# Company Fuel Card - How Much Am I Paying?



## Nanoman (Jan 17, 2009)

As part of my job I get a fuel card which I have to use for all fuel purchases in my car. I log business miles in a portal at the end of every month.

I can't work out how much this is actually costing me. Can anyone help?

My payslip shows an amount for MILEAGE which is the same amount in 'Pay & Allowances' and 'Deductions'. This equates to 45p per mile for business miles logged for the previous month in the portal. There's a note saying 'Non-Taxable Allowance: Payment to You: NOT subject to Tax / NI. This is the value of your business mileage calculated at current HMRC rate'.

There's another amount in 'Pay & Allowances' for FUEL which is the cost of fuel spent on the fuel card in the previous month. There's a note saying 'Non-Payable Allowance: NOT paid. This is the cost of fuel purchased on your fuel card the previous month. You will be taxed and NI'd on the full amount if it was all personal miles. Using the portal ensures business miles are offset and therefore your tax and NI bill are smaller'.

Example numbers:

I did 1000 business miles and spent £150 on fuel in Month 1. In month 2 my payslip would say:

Pay and allowances:
Basic, bonus, etc
MILES £450 (Not taxable)
FUEL £150

Deductions:
Income tax, NI, pension, etc
MILES £450

Can anyone translate this to work out how much I actually pay? I think I'm just paying income tax and NI on the fuel card spend but can't work out where this bit comes in 'Using the portal ensures business miles are offset and therefore your tax and NI bill are smaller'.

Previously when I had a fuel card I logged personal miles not business miles which were deducted at 11p per mile in the deductions section of my payslip.

I'm so confused.


----------



## Andyg_TSi (Sep 6, 2013)

Are you using your own car for work, or is it a company car?

To try and make it a bit clearer, the 45p per mile is an all on one mileage allowance for using your own car for business mileage.

So total mileage X 45p = £amount upon which tax relief is due.

£amount upon tax relief is due X your marginal tax rate = £tax refund.

So, assume you do 10,000 business miles per year;

10,000 X 45p = £4500.

£4500 X 20% (basic rate) = £900 relief. 

This relief is then offset against the taxable element of any private use of fuel.
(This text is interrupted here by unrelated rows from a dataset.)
Issue #114, opened 2023-02-20
Add support for create_operator


veganstraightedge:
Hi. Thanks for making `fx`! it helped me clean up the company's big rails app's migrations quite a bit.

# Currently

Sadly, we still have to use `db/structure.sql`.
I'd prefer if we could go back to using `db/schema.rb`.

The one last thing that stands between here and there is a custom operator.

Currently, we have this code in the same migration with all of our `create_function ...` calls:

```ruby
# TODO: figure out if/how we can express this so it ends up in schema.rb:
execute <<~SQL.squish
  CREATE OPERATOR ||+ (LEFTARG = TEXT,  RIGHTARG = TEXT, PROCEDURE = immutable_concat);
SQL
```

I'd rather have:

```ruby
create_operator :pipe_pipe_plus
```

***

This line of code:

```SQL
CREATE OPERATOR ||+ (LEFTARG = TEXT,  RIGHTARG = TEXT, PROCEDURE = immutable_concat);
```

is depended on by a few lines of code in migrations like this:

```ruby
t.index "(((((name)::text ||+ (location_line_1)::text) ||+ (location_city)::text) ||+ (location_region)::text)) gin_trgm_ops", name: "index_jobs_1_gin", using: :gin
```

I tried, just in case, doing a `create_operator :pipe_pipe_plus` along with all of our `create_function`s.  
This raises a `NoMethodError` for #create_operator, obviously.

I tried being sneaky and doing `create_function :pipe_pipe_plus`.
This didn't blow up, but then didn't end up in `db/schema.rb`.

I'm assuming that this is because `db/schema.rb` has no concept of `create_operator` like it has `create_function`, `create_trigger`, `create_view`, et al (?).

# Feature request 

Could you add a `create_operator` method that works just like `create_function`, which looks for a file named the same as the passed in symbol arg but in a `db/operators` folder instead of `db/functions`?

And then :hand wave: (I don't know what this would take), also get that to work in `db/schema.rb` please?

That would make me so happy.

teoljungberg:
I've never had to create custom operators, nor ever thought that I could.

I'm unsure if makes sense for F(x), but PostgreSQL mentions operators in the same breath as functions - so I guess it hold some merit to it.

I won't have the bandwidth to dig into this myself - but I'd entertain discussing this in a PR if someone opens it. I'm still not sure if this makes sense into F(x) proper or if it should be a gem on its own named `fx-operator` or similar.

veganstraightedge:
[...]

PR #116, opened 2023-03-17
Add support for SQL views and materialized views

GUI:
This resurrects @comogo work from https://github.com/teoljungberg/fx/pull/69, with just some minor updates to bring it up to date with `master`.

@teoljungberg, I know you originally closed #69 and recommended using Scenic instead. That makes sense, but I'm wondering if you'd be open to revisiting this due to some specific use-cases where fx's approach seems to make things easier. Namely, it revolves around similar needs brought up in https://github.com/scenic-views/scenic/issues/338 involving permissions on views, but it doesn't seem like Scenic has a desire to handle (which is fair).

Basically, for situations where you need to perform `GRANT` statements on materialized views, you need to execute those grants every time your materialized view is updated or replaced (since materialized views have to be dropped and then recreated, so it doesn't retain the original permissions). But here's how things compare between Scenic and fx and why fx with these changes feels like it works better for this use-case:

- In Scenic the SQL file is *only* the `SELECT` statement that defines the view. There cannot be any other SQL statements in the SQL file definition, so if you want to perform extra logic in the same transaction, like `GRANT` statements, then those  would need to be added to the Ruby migration file as `execute` statements.

  While that can work, the downside of this approach is that since these extra GRANT statements are in the migration file, that means this logic is not automatically copied when you add a new migration to update the view. Only the SQL file definition is copied between migration versions, so unless you're careful to track down the previous Ruby migration file and copy extra `execute` statements from there into your new migration file, it's easy for permissions to go missing when updating views.

  And I can understand why this would be a complicated feature to add to Scenic due to how the SQL file only defines the `SELECT` statement. So for similar reasons that supporting indices are tricky for materialized view (since Scenic needs to query the database for indices before and then re-create them afterwards), I can see why this would be more of a pain to handle in Scenic.
- With fx's approach and this work from @comogo, this all seems simpler to handle without jumping through extra hoops. Because fx will execute the SQL definition file fully (rather than making assumptions that it only includes the `SELECT` statement), then you simply need to include any `GRANT` or `CREATE INDEX` statements in the SQL definition file. Since any future update migrations will copy that full SQL file, then any custom permissions or indices will automatically be retained since they're simply part of the SQL definition file (so you don't need to have any custom logic in the Ruby migration file).

If this still feels like an edge-case you're not interested in supporting, then I understand, but it does seem like fx's approach does lend itself to handling views and materialized views in a nice way that isn't too complicated (since most of the details are being deferred to the SQL definition files, but we still can benefit from fx's versioning approach).

Thanks!

### DIFF
--- a/README.md
+++ b/README.md
@@ -4,22 +4,22 @@
 [![Documentation Quality](http://inch-ci.org/github/teoljungberg/fx.svg?branch=master)](http://inch-ci.org/github/teoljungberg/fx)
 
 F(x) adds methods to `ActiveRecord::Migration` to create and manage database
-functions and triggers in Rails.
+functions, triggers and views in Rails.
 
-Using F(x), you can bring the power of SQL functions and triggers to your Rails
-application without having to switch your schema format to SQL. F(x) provides
-a convention for versioning functions and triggers that keeps your migration
-history consistent and reversible and avoids having to duplicate SQL strings
-across migrations. As an added bonus, you define the structure of your function
-in a SQL file, meaning you get full SQL syntax highlighting in the editor of
-your choice and can easily test your SQL in the database console during
-development.
+Using F(x), you can bring the power of SQL functions, triggers and views to your
+Rails application without having to switch your schema format to SQL. F(x)
+provides a convention for versioning functions, triggers and views that keeps
+your migration history consistent and reversible and avoids having to duplicate
+SQL strings across migrations. As an added bonus, you define the structure of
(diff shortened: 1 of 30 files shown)


teoljungberg:
I don't want to include view-support into f(x) as scenic exists to solve those exact needs, and I want to keep f(x) focused as a library to support functions and triggers. Not much more than that, maybe include operations (#114) as PostgreSQL mentions functions and operators in the same breath in their own documentation.

I'd suggest opening an issue to Scenic to discuss how the GRANT support can be included.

All depends if your basic rate or higher rate & your weekly/monthly mileage & fuel use


----------



## Andyg_TSi (Sep 6, 2013)

If that £150 fuel was taxable at 20% leading to a tax charge of £30, but you were due relief on £450 at 20%...£90 then the net effect is a £60 net refund/relief.....


----------



## Nanoman (Jan 17, 2009)

Andyg_TSi said:


> Are you using your own car for work, or is it a company car?
> 
> To try and make it a bit clearer, the 45p per mile is an all on one mileage allowance for using your own car for business mileage.
> 
> ...


I get a car allowance and use my own car. If I follow you correctly it's possible that if I'm doing enough business miles and not a lot of personal miles I might end up getting a benefit from it rather than it costing me anything. I pay the higher rate in tax.


----------



## B17BLG (Jun 26, 2012)

I also have a fuel card company with a company car. I'm really not sure what I'll be paying. From what I u derstand at the moment I pay a tax on emissions and car value. 

It's a new world for me also


----------



## Andyg_TSi (Sep 6, 2013)

Nanoman said:


> I get a car allowance and use my own car. If I follow you correctly it's possible that if I'm doing enough business miles and not a lot of personal miles I might end up getting a benefit from it rather than it costing me anything. I pay the higher rate in tax.


Ok, so in my example, you multiply by 40%, not 20%.

And yes, that mileage rate is a catch all to reimburse you for wear & tear, servicing, extra depreciation on your own vehicle etc etc.

If you do enough mileage over the course of a year, then the tax refund due should reduce your overall tax liability.

In your case doing 10, 000 business miles will result in a £1800 refund being due

10,000 × 45p × 40% = £1800

If you didn't have the fuel card and that was your total mileage then that's approximately what you'd be due back (or pay less in tax over the year due to the extra allowances)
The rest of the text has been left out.